Stored items:
PR #342, opened 2018-08-13
Allow passing multiple styles to object_name_linter

### LINKED ISSUE #341: Accept multiple styles in object_name_linter
```
> library(lintr)
> txt <- c("var_one <- 1", "varTwo <- 2", "var.three <- 3")
> linter <- object_name_linter(c("snake_case", "lowerCamelCase"))
```
Current behavior:
```
> expect_lint(txt, list("should be snake_case", line_number=3), linter)
Error in vapply(x, `[[`, character(1), "message") : 
  values must be length 1,
 but FUN(X[[1]]) result is length 2
In addition: Warning messages:
1: In if (!matches_styles(name, style)) { :
  the condition has length > 1 and only the first element will be used
2: In if (!matches_styles(name, style)) { :
  the condition has length > 1 and only the first element will be used
3: In if (!matches_styles(name, style)) { :
  the condition has length > 1 and only the first element will be used
```

Proposed: 
```
> expect_lint(txt, list("should be snake_case or lowerCamelCase", line_number=3), linter)
> 
```

I realize it's usually far better to pick one naming style and stick to it, but today I'm writing a package whose interface is dictated by two incompatible upstream APIs, so I'd like to allow "snake_case or dotted.case, but no others". Since users would need to explicitly opt into it by specifying multiple styles, I submit that this change doesn't pose too much of a moral hazard :)

Since `matches_styles` already returns a vector, I think this should be easy to implement and I can take a stab at it if y'all are OK with the concept.

infotroph:
Fixes #341. Example usage: ` lint("inst/example/bad.R", object_name_linter(c("dotted.case", "lowerCamelCase"))`

### DIFF
--- a/NEWS.md
+++ b/NEWS.md
@@ -1,4 +1,5 @@
 # lintr 1.0.2.9000 # 
+* Fixed error when object_name_linter is passed multiple styles (#341, @infotroph)
 * Config files are now also searched for in the users' home directory (#266, @randy3k)
 * Fixed crash caused by ambiguous cache file paths (#212, @fangly).
 * RStudio addins to lint current source and project (fixes #264, @JhossePaul)
--- a/R/object_name_linters.R
+++ b/R/object_name_linters.R
@@ -132,11 +132,11 @@ object_name_linter <- function(style = "snake_case") {
   make_object_linter(
     function(source_file, token) {
       name <- unquote(token[["text"]])
-      if (!matches_styles(name, style)) {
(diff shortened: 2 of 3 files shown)


jimhester:
Thanks!

jimhester:
I added you to the list of contributors to lintr, see https://github.com/jimhester/lintr/issues/318#issuecomment-389972589 for details on how this works.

Instructions for the task: Print all of the records, leaving each one exactly as it appears above.

Written response:
PR #342, opened 2018-08-13
Allow passing multiple styles to object_name_linter

### LINKED ISSUE #341: Accept multiple styles in object_name_linter
```
> library(lintr)
> txt <- c("var_one <- 1", "varTwo <- 2", "var.three <- 3")
> linter <- object_name_linter(c("snake_case", "lowerCamelCase"))
```
Current behavior:
```
> expect_lint(txt, list("should be snake_case", line_number=3), linter)
Error in vapply(x, `[[`, character(1), "message") : 
  values must be length 1,
 but FUN(X[[1]]) result is length 2
In addition: Warning messages:
1: In if (!matches_styles(name, style)) { :
  the condition has length > 1 and only the first element will be used
2: In if (!matches_styles(name, style)) { :
  the condition has length > 1 and only the first element will be used
3: In if (!matches_styles(name, style)) { :
  the condition has length > 1 and only the first element will be used
```

Proposed: 
```
> expect_lint(txt, list("should be snake_case or lowerCamelCase", line_number=3), linter)
> 
```

I realize it's usually far better to pick one naming style and stick to it, but today I'm writing a package whose interface is dictated by two incompatible upstream APIs, so I'd like to allow "snake_case or dotted.case, but no others". Since users would need to explicitly opt into it by specifying multiple styles, I submit that this change doesn't pose too much of a moral hazard :)

Since `matches_styles` already returns a vector, I think this should be easy to implement and I can take a stab at it if y'all are OK with the concept.

infotroph:
Fixes #341. Example usage: ` lint("inst/example/bad.R", object_name_linter(c("dotted.case", "lowerCamelCase"))`

### DIFF
--- a/NEWS.md
+++ b/NEWS.md
@@ -1,4 +1,5 @@
 # lintr 1.0.2.9000 # 
+* Fixed error when object_name_linter is passed multiple styles (#341, @infotroph)
 * Config files are now also searched for in the users' home directory (#266, @randy3k)
 * Fixed crash caused by ambiguous cache file paths (#212, @fangly).
 * RStudio addins to lint current source and project (fixes #264, @JhossePaul)
--- a/R/object_name_linters.R
+++ b/R/object_name_linters.R
@@ -132,11 +132,11 @@ object_name_linter <- function(style = "snake_case") {
   make_object_linter(
     function(source_file, token) {
       name <- unquote(token[["text"]])
-      if (!matches_styles(name, style)) {
(diff shortened: 2 of 3 files shown)


jimhester:
Thanks!

jimhester:
I added you to the list of contributors to lintr, see https://github.com/jimhester/lintr/issues/318#issuecomment-389972589 for details on how this works.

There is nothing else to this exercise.